I resumed in March 2014 shortly after joining this site and later received a VERY NICE Worker's Comp settlement so you know I went buck wild in the strip clubs.
WTF are you going to do with a flashlight JS? Lol!
Is that some kind of role play fetish you got going on with the DS?
To War flash light is good for finding pussy in the dark.
As I've mentioned b/f; for me the hardest part is the initial period of abstinence and after that for me personally it gets easier to not-go as time goes-by.
Seriously though, just set a goal and stick with it. Such as " I'm going to save $X and until I do, no SC visits. ". You can do it.
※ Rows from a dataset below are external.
Issue #257, opened 2021-09-20
Compilation Error (Merge) with TS 4.0.2 and ts-essentials 8.1.0


panewman:
I have a compilation error with Typescript 4.0.2 and ts-essentials 8.1.0
```
ERROR in node_modules/ts-essentials/dist/types.d.ts:315:14 - error TS2456: Type alias '_MergeN' circularly references itself.

315 declare type _MergeN<T extends readonly any[], Result> = T extends readonly [infer Head, ...(infer Tail)]
node_modules/ts-essentials/dist/types.d.ts:315:90 - error TS2574: A rest element type must be an array type.

315 declare type _MergeN<T extends readonly any[], Result> = T extends readonly [infer Head, ...(infer Tail)]
node_modules/ts-essentials/dist/types.d.ts:316:5 - error TS2315: Type '_MergeN' is not generic.

316   ? _MergeN<Tail, Merge<Result, Head>>
node_modules/ts-essentials/dist/types.d.ts:319:56 - error TS2315: Type '_MergeN' is not generic.

319 export declare type MergeN<T extends readonly any[]> = _MergeN<T, {}>;
```

Beraliv:
@panewman thank you for the issue!

Let me check it in the evening and I come back to you!

Beraliv:
@panewman thank you for reporting the issue!

You're absolutely right, recursive conditional types were introduced in [TypeScript@4.1](https://www.typescriptlang.org/docs/handbook/release-notes/typescript-4-1.html#recursive-conditional-types) release

So we need to update the dependency and use >=4.1 instead of >=4.0

@krzkaczor do you think it makes sense?

Beraliv:
@panewman I will release a new version today

If you want to still use Typescript 4.0.2, please roll back to [v7.0.3](https://github.com/krzkaczor/ts-essentials/releases/tag/v7.0.3)

panewman:
Yes, I did that.

PR #258, opened 2021-09-26
fix: 🧪 Use TypeScript@^4.1.0 because of introduced recursive conditional types

Beraliv:
Related to #257

### DIFF
--- a/.changeset/good-knives-jam.md
+++ b/.changeset/good-knives-jam.md
@@ -1,0 +1,5 @@
+---
+"ts-essentials": patch
+---
+
+Use TypeScript@^4.1.0 because of introduced recursive conditional types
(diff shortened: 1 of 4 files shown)


.changeset/good-knives-jam.md
```diff
@@ -0,0 +1,5 @@
+---
+"ts-essentials": patch
+---
+
+Use TypeScript@^4.1.0 because of introduced recursive conditional types
```
Beraliv, line 5: maybe it makes sense to make it major change as we did when updated typescript peer dependency in [v8.0.0](https://github.com/krzkaczor/ts-essentials/releases/tag/v8.0.0)

krzkaczor: Yeah, i think it has to be major change as it can break deps.

Beraliv: Fixed ✅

But for those of you without a DS, get a FleshLight.
^^^^ retarded
Watch myfreecams and get the Internet to show up on your tv with multiple girls in different parts of the screen stripping for you. You could take out some dollar bills and even make it rain by throwing them at your computer or tv screen. Just pick them up and use them again with each girl you like.
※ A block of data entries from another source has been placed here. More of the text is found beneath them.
PR #262, opened 2021-10-03
feat: ➕ add HomogeneousArray

Beraliv:


krzkaczor:
Could you expand on the rationale of this type?

From example:

```
type Arr = HomogeneousArray<string | number>;
```

I would much prefer to simply write:

```typescript
type Arr = string[] | number[];
```

This doesn't require knowledge of any helpers and it's self-contained.

Beraliv:
> I would much prefer to simply write:
> 
> ```typescript
> type Arr = string[] | number[];
> ```

@krzkaczor that's true

I just thought it can be helpful in some cases
However I would rarely use it myself

Beraliv:
Also I thought it can be also useful to transform:

```
type Source = (TypeA | TypeB | ... | TypeZ)[]
// transformation 💫
type Target = TypeA[] | TypeB[] | ... | TypeZ[]
```

Sometimes that's what you need

But again not sure about the use cases in production and real application, so for now we can close it actually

Unfortunately, I thought more advanced holographic tv's would be here by now so we could all see hot naked girls stripping in our living rooms or lying on our tables or floors but the tech seems to be delayed or there are technical or monetary delays. Right now 3d tv without glasses would be an improvement. Tech is advancing very slowly. Maybe when I'm retired, tech will advance enough so that we will have hot holographic girls lying in our living rooms we can talk if we want to that will resemble the real thing.
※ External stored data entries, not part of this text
PR #267, opened 2021-11-07
build: yarn lockfile 2

Beraliv:
Migration to Yarn 3 – https://yarnpkg.com/getting-started/migration#step-by-step

Use node>=12.0.0 because of workers
- https://stackoverflow.com/questions/62280966/cannot-find-module-worker-threads-error-in-production
- Error looked like that: https://github.com/krzkaczor/ts-essentials/runs/4130574086?check_suite_focus=true


.github/workflows/ci.yml
```diff
@@ -28,7 +28,7 @@ jobs:
           key: ${{ runner.OS }}-${{ matrix.node }}-yarn-cache-${{ hashFiles('yarn.lock') }}
           restore-keys: ${{ runner.OS }}-${{ matrix.node }}-yarn-cache-
 
-      - run: yarn --no-progress --non-interactive --frozen-lockfile
+      - run: yarn install --immutable --immutable-cache --check-cache
```
Beraliv, line 31: Link to the change – https://yarnpkg.com/cli/install#examples:

> Validate a project when using Zero-Installs (slightly safer if you accept external PRs) :
```bash
yarn install --immutable --immutable-cache --check-cache
```

.gitignore
```diff
@@ -1,2 +1,4 @@
 node_modules
 dist
+.yarn/cache
```
Beraliv, line 3: I put them here because of – https://yarnpkg.com/getting-started/qa#which-files-should-be-gitignored

.github/workflows/ci.yml
Beraliv: Removed cache flags because of this weird error – https://github.com/krzkaczor/ts-essentials/runs/4130609656?check_suite_focus=true

package.json
```diff
@@ -32,6 +32,9 @@
   "peerDependencies": {
     "typescript": ">=4.1.0"
   },
+  "engines": {
```
krzkaczor, line 35: can we add `.nvmrc` file too?

krzkaczor (commented):
Looking good! TBH I've never used yarn 2.x but I'm happy to give it a chance. Especially that it's not that invasive.

package.json
Beraliv: yeah

krzkaczor:
btw. is dumping yarn as `.cjs` a common practice? I would much prefer to have a minimal script that would download it from the official distro site + verify signatures + cache locally.

Beraliv:
I'm thinking to switch to `pnpm` instead

krzkaczor:
@Beraliv i got a chance to check `pnpm` and I love it. Totally agree to migrate.

Beraliv:
> @Beraliv i got a chance to check `pnpm` and I love it. Totally agree to migrate. 

Me too, and I really loved it as well

I think it's worth to move to it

http://www.theverge.com/2012/5/2/2993327…
I think the tech could have been a big success if they had gone into porn and had images jump out almost real life size or at least wide screen tv size. That was 3d without glasses and viewable from 360 degrees.
hey John, while you are rooting around in there you’re going to find an empty pony keg. sorry about that but me and some of the bros left it behind. don’t worry i don’t want it back or anything but a little bird told me that lately you’ve been looking for loose change under the couch cushions. hey, nothing shameful about that. we’ve all been there dude. not really but that is the kind of thing we all say to break those uncomfortable silences when running into someone who is, let’s just call it “down on their luck”.
but about the pony keg, you can take it in and collect the deposit. it’s all yours dude. seriously. just take it to “Joe's 2AM Liquors, Night Law School for Aging Strippers With No Future and 24 Hour Gravy Emporium”. your hooker, uh i mean your dick sucker, er DS or whatever you call her can show you where it is. her pimp, uh i mean her “BOYFRIEND” lives upstairs in the back. hey you should totally meet him. he’s supposedly a big wig with BlackLivesMatters. he has this awesome bumper sticker on his Caddy. it reads “Bernie Sanders and Hillary Clinton are just two more WHITE SUPREMACIST LIBERALS.
btw, back to your hooker’s, uh your DS’s pussy, i know it was pretty trashed but that wasn’t us. it was like that when we got there. no doubt it was those guys from the Buccaneers front line. they were really going to town on your hooker, uh your whatever.